Mining industry expert digs deep into Indigenous community relations

An early geological discovery of the oldest postglacial forest in the Toronto area helped steer Hans Matthews (BSc ’83) toward Brock University’s Earth Sciences program.

Fast forward 38 years and his career in both the mining industry and Indigenous community relations has earned him the 2021 Distinguished Graduate Award in the Faculty of Mathematics and Science.

Hans Matthews, a geologist and member of the Wahnapitae First Nation, found success in helping mining companies and Indigenous communities work together as President of the Canadian Aboriginal Minerals Association. These contributions also recently earned him the Skookum Jim Award from the Prospectors and Developers Association of Canada.

Before attending Brock Matthews gained experience in the industry working with a geologist from the Ontario government and mapping glacial deposits in southern Ontario.

Matthews’ colleague Brent Ainsworth attended Brock and invited Matthews to tour the campus.

“Ainsworth introduced me to my first taste of university life and to some of the professors,” Matthews said. “So it became really something totally different that I would be attracted to, something I found compelling.”

Matthews lived near a sand and gravel pit in north Toronto and wondered why the earth was layered and why trees were sticking out of the gravel buried by tens of feet of sediment. He took samples of the trees and with the help of Brock’s lab, carbon dated the specimens. The results showed the samples were 13,000 years old and of great significance.

“The discovery got the attention of professors in Earth Sciences and became my first entry into Brock life,” Matthews said. “It led to publishing a paper in 1980 in the Canadian Journal of Earth Sciences.”

Matthews says his time at Brock was extremely positive. The small class sizes created an almost intimate environment where he felt he could ask anything without feeling intimidated.

“We could openly discuss any issue and found credible debate without criticism,” he said. “Many professors brought me new knowledge and technique. Peter Peach’s work with igneous petrology was excellent and Wayne Jolley got me hooked on volcanos. I became enthusiastic enough to do my bachelor’s thesis on volcanology studying Precambrian volcanic sequences in Northern Manitoba.”
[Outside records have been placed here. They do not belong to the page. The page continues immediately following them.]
PR #314, opened 2025-03-17
Create thumbnails endpoint

mapmeld:
Use GeoPandas to query the postgres database and render a PNG. Example:

image

- Connects directly to Postgres query (no toGeoJSON / ST_AsText go-between)
- Uses `color_scheme` from document or default colors
- Renders unassigned and NULL zones in #CCCCC light grey

The matplotlib import and `plt.close()` line is a little obscure, I believe it was in the original thumbnail code to remove the plot from memory and prevent redrawing the map over and over

I'm returning the base64 png as a JSON string, because we used to call this and save the string directly to the DB sort-of async, i.e. not expecting to return the image to the client right away. We could rework this to return the PNG binary file, or upload to S3


mapmeld:
Rebased, moved thumbnail code into its own file, and added code which I think connects us to S3

- going to `/document_id/thumbnail` uses S3 head to check if the thumbnail exists and fetches it; if it's not there it fetches the map image and returns it as a `StreamingResponse`
- a PUT request to `/document_id/put_thumbnail` would tell the server to generate or re-generate the map (we can call this when clicking "Share" or from a cronjob to update recent maps)
- if S3 fails, it should either stream or redirect to a fallback image. For now I redirected to the path to the megaphone image

Notes:
- did not test S3 or shattered maps
- we could reorganize the fetch thumbnail code to try fetching and regenerate the map if any error occurs
- put_thumbnail and the S3 upload steps could be run as a child process to make the response faster

mapmeld:
I made a comment in https://github.com/districtr/districtr-v2/pull/333 - that added thumbnail headers, but there are issues making cards for individual maps unless that is on a `page.tsx`

mapmeld:
Updated the S3 and database queries, and confirmed it is now working on shattered maps with a mix of VTDs and blocks (green area is blocks)

image

The way this works is giving geopandas all geometry of the parent layer (assigned or not, so we get the whole state), union with assigned blocks from the child layer

backend/app/main.py
```diff
@@ -1083,6 +1085,28 @@ async def get_projects(
...
+    session: Session = Depends(get_session),
+):
+    try:
+        img_io = fetch_thumbnail(session, document_id)
+        return StreamingResponse(content=img_io, media_type="image/png")
+    except:
+        return RedirectResponse(url="/home-megaphone.png")
+
+
+@app.put("/api/document/{document_id}/put_thumbnail", status_code=status.HTTP_200_OK)
```
nofurtherinformation, line 1101: H: A `POST` request would be more appropriate since the request body is not consumed. Also, `api/document/{document_id}/create_thumbnail` or just `api/document/{document_id}/thumbnail` follows existing patterns better

backend/app/main.py
```diff
@@ -1083,6 +1085,28 @@ async def get_projects(
...
+async def put_thumbnail(
+    *,
+    document_id: str,
+    session: Session = Depends(get_session),
+):
+    generate_thumbnail(session, document_id)
+    return {}
```
nofurtherinformation, line 1108: H: Something returned here might be helpful

backend/app/thumbnails.py
```diff
@@ -0,0 +1,137 @@
...
+    "#FF80AB",
+    "#D81B60",
+    "#26A69A",
+    "#FFEA00",
+    "#6200EA",
+]
+
+
+# receives the document_id and returns whether a thumbnail exists on S3
+def thumbnail_exists(document_id: str) -> bool:
```
nofurtherinformation, line 59: H: docstring

backend/app/thumbnails.py
```diff
@@ -0,0 +1,137 @@
...
+    assert s3, "S3 client is not available"
+    object_information = s3.head_object(
+        Bucket=THUMBNAIL_BUCKET, Key=f"thumbnails/{document_id}",
+    )
+    return object_information["ResponseMetadata"]["HTTPStatusCode"] == 200
+
+
+# receives the current session and requested document_id
+# returns io stream of generated image
+def generate_thumbnail(session: Session, document_id: str) -> io.BytesIO:
```
nofurtherinformation, line 70: H: docstring

backend/app/thumbnails.py
```diff
@@ -0,0 +1,137 @@
...
+    GROUP BY zone
+    """
+    if child_layer is not None:
+        sql += f"""UNION
+        (SELECT ST_Union(geometry) AS geom, zone
+        FROM "document.assignments_{document_id}" assigned
+        INNER JOIN gerrydb.{child_layer} blocks ON blocks.path = assigned.geo_id
+        WHERE zone IS NOT NULL
+        GROUP BY zone)"""
+    conn = conn = session.connection().connection
```
nofurtherinformation, line 102: H: I may be misunderstanding what you are trying to do here, but possible just `conn = session.get_bind().raw_connection()` ?

backend/app/main.py
```diff
@@ -1083,6 +1085,28 @@ async def get_projects(
     ).all()
     return gerrydb_views
 
+@app.get("/api/document/{document_id}/thumbnail", status_code=status.HTTP_200_OK)
+async def get_thumbnail(
```
nofurtherinformation, line 1089: H: What is the use case you are thinking for this? I think we can just use the CDN path (eg `https://tilesets1.cdn.districtr.org/thumbnails/f3c43f6b-b338-4475-b686-70268b9f16d8`) with a fallback default image for the frontend uses eg:
```
<object
  type="image/png"
  data="https://somedomain.com/image.png"
  width="150"
  height="150"
  aria-label="This image should exist, but alas it does not"
>
  <img src="/path/to/fallback.png" alt="Fallback image" width="150" height="150" />
</object>
```
Would this get called somewhere else?

backend/app/thumbnails.py
```diff
@@ -0,0 +1,137 @@
...
+            ContentType="image/png",
+        )
+    except:
+        logger.info("Could not upload thumbnail")
+
+    return pic_IObytes
+
+
+# fetch current thumbnail or generate one
+def fetch_thumbnail(session: Session, document_id: str) -> io.BytesIO:
```
nofurtherinformation, line 130: See above re: the get thumbnail endpoint

backend/app/main.py
```diff
@@ -1083,6 +1085,28 @@ async def get_projects(
...
+):
+    try:
+        img_io = fetch_thumbnail(session, document_id)
+        return StreamingResponse(content=img_io, media_type="image/png")
+    except:
+        return RedirectResponse(url="/home-megaphone.png")
+
+
+@app.put("/api/document/{document_id}/put_thumbnail", status_code=status.HTTP_200_OK)
+async def put_thumbnail(
```
nofurtherinformation, line 1102: H: This endpoint is pretty heavy. I tried it with a texas map and saw about 15 seconds of blocking time. Would [FastAPI background tasks](https://fastapi.tiangolo.com/tutorial/background-tasks/#add-the-background-task) or better yet a lambda or cron job make sense here? CC @raphaellaude

backend/app/thumbnails.py
```diff
@@ -0,0 +1,137 @@
...
+        color_scheme = DISTRICT_COLORS
+
+    def coloration(row):
+        if row["zone"] is None or math.isnan(row["zone"]):
+            return "#CCCCCC"
+        else:
+            return color_scheme[int(row["zone"]) % len(color_scheme)]
+
+    sql = f"""
+    SELECT ST_Union(geometry) AS geom, zone
```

Combining all he learned at Brock helped him form a package of how he could address mineral exploration, which lead to his career in the mining industry.

“A key to success for me was to become a total expert in one discipline,” he said. “Mastery of mineral exploration and geology allowed my other skills to follow. It led to more opportunities than what I was trained for including my interest in environmental management and protection.”

While serving as a vice-president for a mining company in Arizona in 1990, Matthews  could see how the industry was treating Indigenous communities unfavourably, especially the attitudes brought out by the response to the Oka crisis in Quebec.

“When everyone in the industry thought the mining in Canada was at risk, I saw it as an opportunity,” he said.

His connection to the Indigenous community came later in life.

“I was part of the ‘60’s scoop’ and was separated from my Indigenous community at birth,” he said. “There was ambiguity around my heritage growing up, but once I reunited with my community and was able to learn about my past, my connections grew.”

Matthews was able to be transparent with both Indigenous and industry leaders he was speaking to. It took time, but it built trust in who he was and the collaborations he brokered.

“I had to learn to listen to understand their needs and find common ground between both group’s goals,” he said.

Matthews has worked in the Red Lake camp for Interquest Resources and for the Aboriginal Workforce Participation Initiative for Indian and Northern Affairs Canada. He later worked for consulting firm PwC to facilitate agreements between mining companies and Indigenous Peoples for projects in Australia, Canada and South Africa.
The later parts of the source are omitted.